I posted this in the original thread, but I think it belongs here now.

What fraction of the area is white (prohibited)

- For the triangle? (straightforward)
- For the trapezoid? (more thought-provoking)

Well, for a triangle, if we add up the white space, it is just the infinite sum of a geometric series with a factor of 3/4 (the big empty triangle in the middle is one-fourth of the total area, the three smaller triangles are one-fourth of the remaining area, and so forth). Strangely, it converges at the total area of the triangle. It we calculate the black space, it is three-fourths raised to the infinite power, which is zero. So apparently, the entire triangle is supposed to be prohibited space.

I think here bonanova's musings becomes relevant:

But I'm not clear what happens if your initial point were inside.

Instead of looking backwards, as we did to solve the problem initially, we should look forwards from the initial point.
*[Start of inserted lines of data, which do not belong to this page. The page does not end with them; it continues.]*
PR #1080, opened 2026-07-15
fix(chat): stop a stale message-fetch race from clobbering a just-sent message

edwh:
## Root Cause
`stores/chat.js` `send()` fires an **un-awaited** `this.fetchMessages(chatid)` as a fire-and-forget refresh after posting. Every current caller of `send()` (`ChatFooter.vue`'s `_updateAfterSend()`, `ChatMessageAddress.vue`, `ModChatFooter.vue`, etc.) then *also* makes its own explicit `fetchMessages()` call right afterwards. That means every single chat send dispatches **two unsynchronised, concurrent** `GET /chat/:id/message` requests for the same chat, with no guarantee they resolve in the order they were sent (read-replica lag, network jitter, etc. can easily reorder them — see the existing DB read/write-split issues in this codebase).

`fetchMessages()`'s update logic only compared array *lengths* to decide whether to apply a response:

```js
if (this.messages[id]?.length !== messages.length) {
  update()
}
```

There was no check for whether the response was still the *latest* outstanding request. So if the earlier-dispatched request happened to resolve *after* the later one (e.g. it hit a lagging read replica while the second request hit a fresher one), its stale, pre-send snapshot would silently overwrite the store — the just-sent message would flash into view and then vanish again, only reappearing once a later poll caught up. This is the race behind the transient duplicate/inconsistent rendering reported in direct member Chat.

I confirmed the mechanism directly in this code path rather than assuming the prior PR's ChitChat-style diagnosis applied: direct Chat's `ChatFooter.vue` binds only `@keyup.enter.exact="sendOnEnter"` (single handler, guarded synchronously by `sending.value`), so the ChitChat keydown+keyup double-submit bug does not exist here. There is also no optimistic local message append anywhere in `stores/chat.js` — every update is a full-array replace from the API response. The actual race is the redundant unguarded double-fetch above.

## Evidence
Failing test before the fix (`tests/unit/stores/chat.spec.js`):
```
❯ tests/unit/stores/chat.spec.js:397:34
AssertionError: expected [ { id: 1, message: 'hi' } ] to have a length of 2 but got 1
    395|       // The just-sent message must still be visible — a late, stale r…
    396|       // not be allowed to overwrite the fresher state.
    397|       expect(store.messages[10]).toHaveLength(2)
       |                                  ^
    398|       expect(store.messages[10].map((m) => m.id)).toEqual([1, 2])

 Test Files  1 failed (1)
      Tests  1 failed | 42 passed (43)
```
This reproduces the bug directly: a slow, stale `fetchMessages` response (dispatched first, resolves last) wipes out a freshly-rendered just-sent message.

## Fix
Added a per-chat monotonic sequence counter (`messagesFetchSeq`) in the chat store. Each `fetchMessages(id)` call stamps itself with the current sequence number for that chat on entry; when its response arrives, it only applies the update if it is still the most recently-dispatched call for that chat id. A response from a superseded (older) request is dropped instead of overwriting fresher state — regardless of network arrival order. This fixes the race at its root (in the shared store method), rather than papering over it in one caller, so it also covers ModTools' `ModChatPane`/`ModChatFooter`, which share the same `chatStore.fetchMessages`.

## Other Call Sites
Grepped all callers of `chatStore.send(` and `chatStore.fetchMessages(` — every one goes through the same shared store method, so this fix covers direct member chat (`ChatFooter.vue`), address sending (`ChatMessageAddress.vue`), message reporting (`MessageReportModal.vue`), and the ModTools chat panes uniformly. No separate optimistic-append pattern exists elsewhere in the chat code (verified via grep for `messages[...].push/unshift` — none found; all updates are full-array replaces).

## Test
- File: `iznik-nuxt3/tests/unit/stores/chat.spec.js`
- Command: `npx vitest run tests/unit/stores/chat.spec.js`
- Fail before / pass after: the new test `fetchMessages > keeps the freshest data when an overlapping fetch resolves late (9913)` fails on unfixed code (`expected length 2 but got 1`) and passes once the sequence-guard fix is applied.
- Full unit suite: `npx vitest run` — 669 files, 14289 tests passed, 4 pre-existing skips, no regressions.

## Discourse

### DIFF
--- a/iznik-nuxt3/stores/chat.js
+++ b/iznik-nuxt3/stores/chat.js
@@ -14,6 +14,7 @@ export const useChatStore = defineStore({
     listByChatId: {},
     listByChatMessageId: {},
     messages: {},
+    messagesFetchSeq: {},
     searchSince: null,
     showContactDetailsAskModal: false,
     showClosed: false,
@@ -27,6 +28,7 @@ export const useChatStore = defineStore({
       this.listByChatId = {}
       this.listByChatMessageId = {}
       this.messages = {}
+      this.messagesFetchSeq = {}
       this.searchSince = null
       this.showContactDetailsAskModal = false
       this.currentChatMT = null
@@ -258,10 +260,26 @@ export const useChatStore = defineStore({
       }
     },
     async fetchMessages(id, force) {
+      // Callers routinely fire off more than one fetchMessages(id) for the same chat in
+      // quick succession and don't wait for each other (e.g. send() triggers its own
+      // refresh and the caller of send() triggers another straight after). Network
+      // timing gives no guarantee the responses land in the order they were requested,
+      // so track which call is the most recent for this chat and ignore a response if a
+      // newer request has since been made - an older, slower response must never
+      // clobber fresher data (#9913).
+      const seq = (this.messagesFetchSeq[id] || 0) + 1
+      this.messagesFetchSeq[id] = seq
+
       let messages = []
       const miscStore = useMiscStore() // MT
       const params = miscStore.modtools ? { modtools: true } : {}
       messages = await api(this.config).chat.fetchMessages(id, params)
+
+      if (this.messagesFetchSeq[id] !== seq) {
+        // A newer fetchMessages(id) call has been made since this one started - this
+        // response is stale, so drop it rather than overwrite more current data.
+        return messages
+      }
 
       const update = () => {
         this.messages[id] = messages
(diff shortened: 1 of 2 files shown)


edwh:
Superseded and closing.

9913 (a just-sent chat message briefly showing twice) is fixed on master in 7f2f59f1e via the correct diagnosis: `useFetchRetry` retries a POST on a network error / 5xx, so a retried send inserts a genuine SECOND `chat_messages` row (different id, identical content); the `cleanup:chat-duplicates` cron later removes one - which matches the reporter's "the repeated message has now disappeared". The fix dedupes retry-duplicates on read in `chatStore.fetchMessages`.

That is a different mechanism from the stale-fetch-reorder race this PR targeted (a full-array replace of unique-id server data can't produce a duplicate; the reorder would make a message vanish/reappear, not show twice). This PR also now conflicts with the master change.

This is all intuition, but you will notice, that if the initial point is in the big empty triangle in the middle, then in the next step, it will always move to one of the three smaller white triangles. And from there, it will always move into one of its three smaller "shadows" (I think that is an appropriate term, and hopefully you understand what I mean), and so on. The important point here is that we always move into smaller and smaller "shadows".

When the initial point is thrown into the triangle at random, the probability that it lies into a white triangle is 100%. However, as the simulation progresses, the points are eventually forced into smaller and smaller white triangles. In other words, the amount of "prohibited space" is not actually an absolute value, but simply increases with step number (in a sense). As in, there is no prohibited space when you throw in the first point, but the second point cannot be in the large white triangle, the third point cannot be in the large white triangle or any of its shadows, the fourth cannot be in the large white triangle or its shadows or any of its shadows' shadows, and so on.

So to us, it seems as though there is some sort of absolute law because we see the larger empty white triangles, but in reality, it is only because we do not see the infinitesimally small white triangles with the dots in them. The entire process is just endless error-correction, moving toward an impossible figure, trailing behind an interesting asymptotic pattern in the process.